_Work to complete_. Up to and including the line with "embedded in <a", return every line from the start of the entries below exactly.

(Saved entries)
PR #292, opened 2024-08-02
hub: fix a sentence in the homepage

siteshwar:
Some of these plugins may be disabled, so this sentence is not always accurate.

### DIFF
--- a/osh/hub/templates/index-content.html
+++ b/osh/hub/templates/index-content.html
@@ -5,7 +5,7 @@ OpenScanHub is a service that runs various static analyzers on RPM packages. The
 </p>
 
 <p>
-OpenScanHub by default uses <a href="https://github.com/danmar/cppcheck">Cppcheck</a>, <a
+OpenScanHub by default can use <a href="https://github.com/danmar/cppcheck">Cppcheck</a>, <a
     href="https://www.shellcheck.net/">ShellCheck</a>, the static analyzers embedded in <a
     href="https://developers.redhat.com/blog/2020/03/26/static-analysis-in-gcc-10">GCC</a> and <a
     href="https://clang-analyzer.llvm.org/">Clang</a>, and the <a


osh/hub/templates/index-content.html
```diff
@@ -5,7 +5,7 @@ <h2>OpenScanHub Web User Interface</h2>
 </p>
 
 <p>
-OpenScanHub by default uses <a href="https://github.com/danmar/cppcheck">Cppcheck</a>, <a
+OpenScanHub by default can use <a href="https://github.com/danmar/cppcheck">Cppcheck</a>, <a
```
kdudka, line 8: I do not think the proposed change improves anything.  The original sentence says: `When you submit a scan, OSH will use these scanners unless you configure the set of enabled scanners manually.`

Are you trying to highlight that Cppcheck will not be used for Python code etc.?

siteshwar: This was a follow up on https://github.com/packit/packit.dev/pull/914#discussion_r1698427411. We do not enable `find-unicode-control` by default in the [fixtures](https://github.com/openscanhub/openscanhub/blob/311382e5a9df1065d198f4c9592ae86f07bababe/osh/hub/scan/fixtures/initial_data.json#L476).

kdudka: I think that `find-unicode-control` can be added to the fixtures but it will not affect the already running OSH instances (unlike the proposed change of the template).

siteshwar: Shall I also add `gitleaks` tool in the fixtures?

kdudka: I am not sure.  `gitleaks` is currently not enabled by default on any of the maintained OSH instances.

siteshwar: I would close this as it seems there is no clear idea about which words to use on the homepage, and which analyzers to enable by default in the fixtures.

PR #293, opened 2024-08-07
Fixes for CI

siteshwar:


containers/scripts/deploy.sh
```diff
@@ -13,9 +13,6 @@ CONTAINERS=(
     osh-worker
 )
 
-if [ -z "$IS_PODMAN" ]; then
-    PROFILE='--profile=full-dev'
-fi
```
kdudka, line 18: Does this really change anything in the CI environment?  I would expect the condition to evaluate to `false` in CI.  I am afraid this could break local development environment for MacOS users.

kdudka: Because macOS is the environment where the condition evaluates to `true` if I remember correctly.

siteshwar: This variable was meant to be used for docker. I have removed the profile as well as the use of this variable from rest of the code.

@lzaoral Could you verify this does not break anything on macOS?

lzaoral: @kdudka: @siteshwar is correct here, the condition evaluates to true on any platform that uses `docker` because `--profile` feature of `docker-compose` was not supported in `podman-compose` at the time this script was written.  Note that I've never tried `docker` on macOS due to licensing issues (and `podman` is my tool of choice anyway) so the condition would never evaluate to true on my machine.

lzaoral:
@siteshwar If you want to remove profiles from `compose.yaml`, you should remove the code depends on it as well: https://github.com/search?q=repo%3Aopenscanhub%2Fopenscanhub%20full-dev&type=code

containers/scripts/deploy.sh
kdudka: @jperezdealgaba Could you please check whether the changes from this pull request do no break the development environment on macOS with docker (assuming you are still using it)?

siteshwar:
> @siteshwar If you want to remove profiles from `compose.yaml`, you should remove the code depends on it as well: https://github.com/search?q=repo%3Aopenscanhub%2Fopenscanhub%20full-dev&type=code

The `--full-dev` option adds `osh-client` container to the list of containers to be run. It can be used even if we remove the profile.

lzaoral:
I did not know that.  In that case the profile spec in `compose.yaml` was redundant from the start...

containers/scripts/deploy.sh
jperezdealgaba: [osh.log](https://github.com/user-attachments/files/16539350/osh.log)
I have tested this branch and it seems to work as expected.
I have also attacked the logs in case they are needed

kdudka: @jperezdealgaba Thank you for testing it!

kdudka (approved):

PR #294, opened 2024-08-08
hub: fix arch detection of mock configs for `wrapperRPM` tasks

lzaoral:
Fixes: 8bb2b03 ("hub: fix generation of mock configs for noarch builds)
Related: https://issues.redhat.com/browse/OSH-69
Related: https://issues.redhat.com/browse/OSH-538

### DIFF
--- a/osh/hub/scan/mock.py
+++ b/osh/hub/scan/mock.py
@@ -239,6 +239,11 @@ def generate_mock_configs(nvr, koji_profile):
     if not koji_proxy.getTag(tag):
         raise RuntimeError(f'Tag {tag} does not exists in {koji_profile}!')
 
+    # get arches of given tag
+    arches = _get_build_arches(koji_proxy, task['id'], tag)
+    if not arches:
+        raise RuntimeError(f'No arches found for tag "{tag}"!')
+
     # generate a config for every built arch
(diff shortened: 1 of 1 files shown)


osh/hub/scan/mock.py
```diff
@@ -116,23 +116,30 @@ def _get_build_arches(koji_proxy, task_id, tag):
...
         child = koji_proxy.getTaskInfo(child_id, request=True)
 
         # skip non-build subtasks
         method = child['method']
-        if method != 'buildArch':
+        if method not in ('buildArch', 'wrapperRPM'):
             continue
 
+        # wrapperRPM tasks do not track arches directly
+        if method == 'wrapperRPM':
```
kdudka, line 134: If this was inserted before the previous condition, the other condition could stay as it is.

kdudka (approved):
Looks good.  Thanks for the quick fix!

osh/hub/scan/mock.py
lzaoral: Good idea!

lzaoral: Addressed in 2fe56b90291e32119ef69f8689b428c7424d1f44.

PR #296, opened 2024-08-09
client: explicitly specify expected --metadata type

rhyw:
otherwise the callback function is unable to correctly handle the value passed to the option, raising errors like this:

osh-cli: error: --metadata option does not take a value

Related: https://issues.redhat.com/browse/OSH-567


rhyw:
Fix an issue from https://github.com/openscanhub/openscanhub/pull/285

kdudka (approved):
Looks good.  Thanks!

Issue #297, opened 2024-08-14
Use the term "findings" instead of "defects" in the reports


siteshwar:
This is a follow up on https://github.com/csutils/csdiff/issues/193.

There are places in the OSH code that use the term "defects" instead of "findings" for user visible reports. This issue tracks renaming this term in user visible reports.

PR #298, opened 2024-09-03
hub: use the term "findings"

siteshwar:
... instead of "defects" in the reports.

Resolves: https://github.com/openscanhub/openscanhub/issues/297


kdudka (approved):
Assuming the waiving interface and statistics are out of scope, I think this looks good.

PR #301, opened 2024-10-17
hub: update message topics for fedora

siteshwar:
... and use only `started` and `finished` topics for each task.

Related: https://github.com/openscanhub/fedora-infra/issues/3

### DIFF
--- a/osh/hub/osh_xmlrpc/worker.py
+++ b/osh/hub/osh_xmlrpc/worker.py
@@ -133,7 +133,7 @@ def finish_task(request, task_id):
         scan_results_js_path += "?format=raw"
         scan_results_js_url = request.build_absolute_uri(scan_results_js_path)
 
-        body = {'scan-results.js': scan_results_js_url}
+        body = {'status': 'success', 'scan-results.js': scan_results_js_url}
         if base_task:
             added_js_path = django.urls.reverse("task/log", args=[task_id, "added.js"])
             added_js_path += "?format=raw"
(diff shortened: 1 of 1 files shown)


siteshwar:
@lbarcziova @majamassarini Review?

majamassarini (approved):
Thanks a lot!

kdudka (approved):
Looks good to me.  Thanks!  Just to make sure, are we using verbs instead of adjectives to denote the states on purpose?

siteshwar:
> Looks good to me. Thanks! Just to make sure, are we using verbs instead of adjectives to denote the states on purpose?

I have just put the task state from kobo in the `status` field. Let me know if they should be written differently.

kdudka:
The [kobo states](https://github.com/release-engineering/kobo/blob/ea882524c843ece43d2193f79eef914c094ba393/kobo/client/constants.py#L14) are named `CANCELED`, `FAILED`, and `INTERRUPTED` whereas this pull request uses `cancel`, `fail`, and `interrupt`.  It is up to you.  I am fine with both the variants...

siteshwar:
> The [kobo states](https://github.com/release-engineering/kobo/blob/ea882524c843ece43d2193f79eef914c094ba393/kobo/client/constants.py#L14) are named `CANCELED`, `FAILED`, and `INTERRUPTED` whereas this pull request uses `cancel`, `fail`, and `interrupt`. It is up to you. I am fine with both the variants...

I would leave them as it is. Thanks!

PR #311, opened 2025-01-23
packaging: install daemons to `/usr/bin`

kdudka:
`/usr/sbin` is a symlink to `/usr/bin` on Fedora 42 and there is little to no benefit in using `/usr/sbin` on older Fedora/RHEL releases anyway.

Temporarily provide the `/usr/sbin/osh-worker` symlink on systems with separate `/usr/sbin` to support reexec upon upgrade of the `osh-worker` RPM package.

Related: https://fedoraproject.org/wiki/Changes/Unify_bin_and_sbin
Resolves: https://bugzilla.redhat.com/2340988


kdudka:
Actually, I will keep the `/usr/sbin/osh-worker` path in `osh-worker.service` in order to keep the reexec on reload feature work: https://github.com/release-engineering/kobo/blob/b4b486f53bdfa091bbe2a6a1049b204b942b345b/kobo/worker/main.py#L97

kdudka:
@siteshwar I am also thinking about releasing `osh-1.1.0` when this gets merged.  The last OSH release is from April 2024.

siteshwar (approved):

kdudka:
@siteshwar Thanks for review!

PR #313, opened 2025-01-28
packaging: release osh-1.1.1

kdudka:
While releasing `osh-1.1.0` last week I forgot to update the version in `setup.py` and the change log in the upstream SPEC file.  This minor release fixes it.


kdudka:
I have added commit b8d2302259e52e430cfe5f4a1ad4b4385227abb9 to improve the CI.  If it does not fully fix the issue, it will make it at least easier to debug when it happens in the future.

siteshwar (approved):

kdudka:
@siteshwar Thanks for review!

_Answer to this task_.
PR #292, opened 2024-08-02
hub: fix a sentence in the homepage

siteshwar:
Some of these plugins may be disabled, so this sentence is not always accurate.

### DIFF
--- a/osh/hub/templates/index-content.html
+++ b/osh/hub/templates/index-content.html
@@ -5,7 +5,7 @@ OpenScanHub is a service that runs various static analyzers on RPM packages. The
 </p>
 
 <p>
-OpenScanHub by default uses <a href="https://github.com/danmar/cppcheck">Cppcheck</a>, <a
+OpenScanHub by default can use <a href="https://github.com/danmar/cppcheck">Cppcheck</a>, <a
     href="https://www.shellcheck.net/">ShellCheck</a>, the static analyzers embedded in <a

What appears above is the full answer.